The Manas River marks the boundary between Changji Hui Autonomous Prefecture, Shihezi City, Tacheng Prefecture, and Karamay City. Historically, it provided essential irrigation for surrounding oases and agricultural lands. However, with the rise of intensive irrigation since the 1960s, much of the river’s flow has been diverted, resulting in the desiccation of Lake Manas.

The name "Manas" is derived from the Mongolian word "manaa" (ᠮᠠᠨᠠᠭ᠎ᠠ), meaning "to guard" or "to patrol", combined with the suffix "-s", forming "Manas" or "patroller." This etymology is documented in Qing-era works such as Xinjiang Tuzhi (新疆图志), which attributes the name to patrol forces stationed along the riverbanks during the late Qing dynasty.

The river lends its name to Manas County, which depends heavily on the Manas River for agriculture, industry, and drinking water. Numerous reservoirs and canals—including the Jiahezi Reservoir—form an integrated water system supporting over 500,000 residents in the basin.

== Hydrology ==
The Manas River originates in the central section of the Tianshan Mountains, specifically from the Erenhabirga Mountains (依连哈比尔尕山). Its source region contains approximately 800 glaciers, covering a total area of 608 square kilometers. In the upper course, the river cuts through deep gorges in the mountains as it flows northward. After exiting the mountains, it turns northwestward, traversing the piedmont alluvial plain and skirting the western edge of the Gurbantünggüt Desert before eventually emptying into Lake Manas.

The river's water primarily comes from snowmelt and precipitation in the high mountains. The upper catchment covers an area of 5,156 square kilometers, while the entire basin spans 10,650 square kilometers. The Manas River has a long-term average annual runoff of 1.28 billion cubic meters, with an average discharge rate of 40.5 cubic meters per second. The annual sediment transport is approximately 1.96 million tonnes.

From November to the following April, the river’s discharge accounts for only 14.4% of its total annual runoff. In contrast, the months of June to August represent the flood season, during which time the river carries 66.84% of its yearly flow.

== Utilization ==

During the Qing Dynasty, the Manas River bed was already being exploited for nephrite jade and gold.
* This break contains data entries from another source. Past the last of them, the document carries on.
PR #1274, opened 2025-07-18
fix: write openocd debug output to a file

kolipakakondal:
## Description

This PR adds the capability to capture and write OpenOCD debug output to a file, providing better debugging and logging capabilities 

Fixes # ([IEP-1536](https://jira.espressif.com:8443/browse/IEP-1536))

## Type of change

## How has this been tested?
- Open Debug configuraiton
- Navigate to common tab and choose output file
- Debug the application
- Verify that output is written to a selected file

Scenarios verified

- Tested with existing directory paths
- Tested with non-existent directory paths (auto-creation)
- Tested with explicit file paths
- Tested append 

**Test Configuration**:
* ESP-IDF Version: master
* OS (Windows,Linux and macOS): macOS

- Debugging

## Checklist
- [ ] PR Self Reviewed
- [ ] Applied Code formatting
- [ ] Added Documentation
- [ ] Added Unit Test

### DIFF
--- a/bundles/com.espressif.idf.debug.gdbjtag.openocd/src/com/espressif/idf/debug/gdbjtag/openocd/dsf/process/StreamListener.java
+++ b/bundles/com.espressif.idf.debug.gdbjtag.openocd/src/com/espressif/idf/debug/gdbjtag/openocd/dsf/process/StreamListener.java
@@ -6,11 +6,14 @@ package com.espressif.idf.debug.gdbjtag.openocd.dsf.process;
 
 import java.io.BufferedReader;
 import java.io.File;
+import java.io.FileWriter;
 import java.io.IOException;
+import java.io.PrintWriter;
 import java.io.StringReader;
 import java.nio.charset.Charset;
 import java.util.List;
 
+import org.eclipse.core.variables.VariablesPlugin;
 import org.eclipse.debug.core.IStreamListener;
 import org.eclipse.debug.core.model.IFlushableStreamMonitor;
 import org.eclipse.debug.core.model.IProcess;
@@ -50,11 +53,24 @@ public class StreamListener implements IStreamListener
 	private boolean fStreamClosed = false;
 	private List<ReHintPair> reHintsList;
 
+	private String outputFile;
+	private PrintWriter fileWriter;
+
 	public StreamListener(IProcess iProcess, IStreamMonitor errorStreamMonitor, IStreamMonitor outputStreamMonitor,
-			Charset charset)
+			Charset charset, String outputFile, boolean append)
 	{
 		fErrorStreamMonitor = errorStreamMonitor;
 		fOutputStreamMonitor = outputStreamMonitor;
+		this.outputFile = outputFile;
+		String resolvedOutputFile = resolveOutputFilePath(outputFile);
+		if (resolvedOutputFile != null && !resolvedOutputFile.isEmpty()) {
+			try {
+				fileWriter = new PrintWriter(new FileWriter(resolvedOutputFile, append), true);
+			} catch (IOException e) {
+				Logger.log(e);
+				fileWriter = null;
+			}
+		}
 
 		idfProcessConsole = IdfProcessConsoleFactory.showAndActivateConsole(charset);
 		// Clear the console only at the beginning, when OpenOCD starts
@@ -112,6 +128,9 @@ public class StreamListener implements IStreamListener
 		{
 			while ((line = bufferedReader.readLine()) != null)
 			{
+				if (outputFile != null && !outputFile.isEmpty() && fileWriter != null) {
+					fileWriter.println(line);
+				}
 
 				if (line.startsWith("Error:") && fConsoleErrorOutputStream != null) //$NON-NLS-1$
 				{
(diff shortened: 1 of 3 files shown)


bundles/com.espressif.idf.debug.gdbjtag.openocd/src/com/espressif/idf/debug/gdbjtag/openocd/dsf/process/StreamListener.java
```diff
@@ -186,5 +205,38 @@ public void dispose()
...
+				parent.mkdirs();
+			}
+			if (!file.exists()) {
+				file.createNewFile();
+			}
+			return file.getAbsolutePath();
+		} catch (Exception e) {
+			Logger.log(e);
+			return null;
+		}
```
d-almazov: It seems the formatter isn't being applied here.

bundles/com.espressif.idf.debug.gdbjtag.openocd/src/com/espressif/idf/debug/gdbjtag/openocd/dsf/process/StreamListener.java
```diff
@@ -112,6 +128,9 @@ public void streamAppended(String text, IStreamMonitor monitor)
 		{
 			while ((line = bufferedReader.readLine()) != null)
 			{
+				if (outputFile != null && !outputFile.isEmpty() && fileWriter != null) {
```
d-almazov: NIT: We could avoid the conditional check by using Writer.nullWriter() instead. Also, consider using an autoclosable and defining fileWriter locally here, rather than as a field, as suggested in another comment.
For example, the beginning of this method could look like this:

```
	@Override
	public void streamAppended(String text, IStreamMonitor monitor)
	{
		String line;
		String resolvedOutputFilePath = resolveOutputFilePath(this.outputFile);
		try (BufferedReader bufferedReader = new BufferedReader(new StringReader(text));
				PrintWriter fileWriter = (resolvedOutputFilePath != null && !resolvedOutputFilePath.isEmpty())
						? new PrintWriter(new FileWriter(resolvedOutputFilePath, append), true)
						: new PrintWriter(Writer.nullWriter());)
		{
			while ((line = bufferedReader.readLine()) != null)
			{
				fileWriter.println(line);
```

bundles/com.espressif.idf.debug.gdbjtag.openocd/src/com/espressif/idf/debug/gdbjtag/openocd/dsf/process/StreamListener.java
```diff
@@ -50,11 +53,24 @@ public class StreamListener implements IStreamListener
...
+		this.outputFile = outputFile;
+		String resolvedOutputFile = resolveOutputFilePath(outputFile);
+		if (resolvedOutputFile != null && !resolvedOutputFile.isEmpty()) {
+			try {
+				fileWriter = new PrintWriter(new FileWriter(resolvedOutputFile, append), true);
+			} catch (IOException e) {
+				Logger.log(e);
+				fileWriter = null;
+			}
+		}
```
d-almazov: NIT: I think there's a way to make this a bit more optimized and easier to maintain. Since fileWriter is used only in one place and is autoclosable, we could avoid using it as a field and instead define the append flag and output file as fields.

bundles/com.espressif.idf.debug.gdbjtag.openocd/src/com/espressif/idf/debug/gdbjtag/openocd/dsf/process/StreamListener.java
```diff
@@ -186,5 +205,38 @@ public void dispose()
 		}
 		fErrorStreamMonitor = null;
 		fOutputStreamMonitor = null;
+		if (fileWriter != null) {
+			fileWriter.close();
+			fileWriter = null;
+		}
```
d-almazov: If we choose to use an autoclosable, we can avoid this.

sigmaaa:
Pushed a commit with minor improvements to the StreamListener class: made fileWriter autoclosable, avoided conditional checks by using nullWriter, and applied formatting.

AndriiFilippov:
@kolipakakondal 

Tested under:
OS - Windows 11 / Mac arm64 / Linux Ubuntu 24.04 
ESP-IDF: v5.4.2 
Boards: H2 / S3 

**Windows 11:**  everything works fine, I only have a few follow-up questions:

1. If I want to delete a file after the debug process has stopped, I can't do it because the pop-up says that the file is still occupied by an external process. There might be something wrong here, as I checked Task Manager for any active OpenOCD or GDB processes and I don't see any processes that could be preventing me from deleting the file after the debug process is finished. 
image
the logs for case when I run and stop debug process and trying to delete log file then:
[log.txt](https://github.com/user-attachments/files/21350105/log.txt)



2. I like the logic of case when user select the workspace to store log file, in this case the generated file has `.log` extension at the end, 
image
but in case of `File System...` selection the log file has just name and `Type: File`
image
also there is not option to select a type:
image
wouldn't it be more clear to add `.log` extension to any file selected, to make same structure for both cases? 

`Append` option works as expected ✅ 

**Mac arm64 / Linux Ubuntu 24.04** 

1.  The last line of the debug session output is **the only one** being written to the log file. 
the logs for case when open openocd.log file after debug is stopped:
[log_mac_arm64.txt](https://github.com/user-attachments/files/21350272/log_mac_arm64.txt)
Screenshot 2025-07-21 at 17 27 54

but with `Append` option selected - the openocd.log file contains full debug logs and everything works as expected ✅ 

The documentation is clear enough. ✅

AndriiFilippov:
@kolipakakondal  @alirana01 hi!
Please, review

kolipakakondal (commented):
Thanks @sigmaaa for improving this PR. LGTM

Since the 1950s, numerous water conservancy projects have been constructed in the Manas River Irrigation District, which uses the Manas River as its primary water source. These projects include 20 plains reservoirs such as the Yuejin Reservoir, Daqiengou Reservoir, Mogu Lake Reservoir, and Jiahezi Reservoir. The total designed reservoir capacity is about 520 million cubic meters, with the main irrigation intake gate designed for a discharge of 105 cubic meters per second. The irrigated area covers 2,040 square kilometers, with major crops including wheat, cotton, and corn.
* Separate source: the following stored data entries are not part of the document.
PR #1302, opened 2025-09-03
Dynamic ESP-IDF Target Discovery and Support Preview Targets

kolipakakondal:
## Description

This PR implements dynamic ESP-IDF target discovery that automatically reads both supported and preview targets from ESP-IDF's constants.py file, eliminating the need for manual plugin updates when new targets are added. The solution includes full backward compatibility and handles the toolchain unification

 **Key Features**
Dynamic targets: Automatically discovers all targets from ESP-IDF
Preview targets: Automatically discovers all preview targets
Future-proof: New targets appear without plugin updates going forward when esp-idf supports new targets
Zero maintenance: No manual plugin.xml updates needed
Backward Compatibility: Works with ESP-IDF v5.0+ (both target-specific and unified toolchain structures)

Fixes # ([IEP-XXX](https://jira.espressif.com:8443/browse/IEP-XXX))

## Type of change

## How has this been tested?

- Add esp-idf esp-idf version and verify that all the supported targets and preview targets are visible

**Test Configuration**:
* ESP-IDF Version:

- launch configuration
- build
- flash
- debugging
- 

## Checklist
- [ ] PR Self Reviewed
- [ ] Applied Code formatting
- [ ] Added Documentation
- [ ] Added Unit Test

## Summary by CodeRabbit

- New Features
  - Toolchains and targets are now discovered dynamically from your ESP-IDF installation; project target lists in the UI populate from those discoveries.

- Bug Fixes
  - Prevented a crash when determining the default board for targets that have no boards defined.

- Refactor
  - Removed bundled predefined toolchain entries; toolchain loading/activation now relies on ESP-IDF-derived target information.


bundles/com.espressif.idf.core/src/com/espressif/idf/core/toolchain/IDFTargets.java
```diff
@@ -0,0 +1,270 @@
...
+				return "xtensa"; //$NON-NLS-1$
+			case "esp32c2": //$NON-NLS-1$
+			case "esp32c3": //$NON-NLS-1$
+			case "esp32c6": //$NON-NLS-1$
+			case "esp32h2": //$NON-NLS-1$
+			case "esp32p4": //$NON-NLS-1$
+			default:
+				return "riscv32"; //$NON-NLS-1$
+			}
+		}
```
d-almazov, line 142: NIT:
We could simplify the getArchitecture() method to make it more readable and avoid multiple riscv32 statements or returns. For example, using Java 21 switch expressions:
```
public String getArchitecture() {
    return switch (name) {
        case "esp32", "esp32s2", "esp32s3" -> "xtensa";
        default -> "riscv32";
    };
}
```

Alternatively, a Set-based approach could be used
```
private static final Set<String> XTENSA_CHIPS = Set.of("esp32", "esp32s2", "esp32s3");

public String getArchitecture() {
    return XTENSA_CHIPS.contains(name) ? "xtensa" : "riscv32";
}
```

bundles/com.espressif.idf.core/src/com/espressif/idf/core/toolchain/IDFTargets.java
```diff
@@ -0,0 +1,270 @@
...
+				return "xtensa-" + name + "-elf"; //$NON-NLS-1$ //$NON-NLS-2$
+			case "esp32c2": //$NON-NLS-1$
+			case "esp32c3": //$NON-NLS-1$
+			case "esp32c6": //$NON-NLS-1$
+			case "esp32h2": //$NON-NLS-1$
+			case "esp32p4": //$NON-NLS-1$
+			default:
+				return "riscv32-esp-elf"; //$NON-NLS-1$
+			}
+		}
```
d-almazov, line 152: NIT: same as my earlier comment on getArchitecture() — we could simplify this in the same way using a switch expression or Set-based lookup.

sigmaaa (commented):
LGTM. Added a few nits: we could simplify the switch cases or use a Set for the xtensa targets. Additionally, it would be good to add unit tests for IDFTargetsReader.java to improve test coverage.

bundles/com.espressif.idf.core/src/com/espressif/idf/core/toolchain/enums/Target.java
```diff
@@ -0,0 +1,110 @@
...
+	{
+		return arch;
+	}
+
+	public static Target fromString(String s)
+	{
+		if (s == null)
+			return null;
+		String key = s.toLowerCase(Locale.ROOT);
+		for (Target t : values())
```
d-almazov: If a value isn’t present in the enum but comes from the IDF preview list, our current approach returns null and skips it. That doesn’t align with the PR’s goal

sigmaaa (commented):
The goal of this PR is to include targets from the preview list even if they aren’t explicitly defined in our target list, based on the assumption that **all new targets use the RICSV architecture**. Therefore, returning null when a target isn’t found in the enum isn’t the behavior we want.

bundles/com.espressif.idf.core/src/com/espressif/idf/core/toolchain/enums/Target.java
alirana01: @sigmaaa kindly take a look again the code is updated now

bundles/com.espressif.idf.core/src/com/espressif/idf/core/toolchain/IDFTargets.java
```diff
@@ -0,0 +1,182 @@
...
+
+	// ---------- Adders ----------
+
+	/** Strict for supported: unknown => throw (fail-fast). */
+	public void addSupportedTarget(String targetName)
+	{
+		Target known = Target.tryParse(targetName);
+		if (known == null)
+		{
+			throw new IllegalArgumentException("Unknown supported target: " + targetName); //$NON-NLS-1$
```
d-almazov: I don’t think this is the right approach. From my understanding, the goal of this PR is to avoid adding new targets directly in the code and instead rely fully on IDF, under the assumption that new targets will use the RISC-V architecture.

kolipakakondal (commented):
Thanks @alirana01 for the changes, LGTM

AndriiFilippov (approved):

The Manas River is also an important stopover for migratory birds, with several sections designated as part of the Manas River National Wetland Park. However, years of excessive water extraction have reduced the river’s reach, now ending in a small depression southeast of Karamay. The middle and lower reaches remain dry for most of the year, causing severe ecological degradation in wetland functional zones. Lake Manas also dried up in 1962.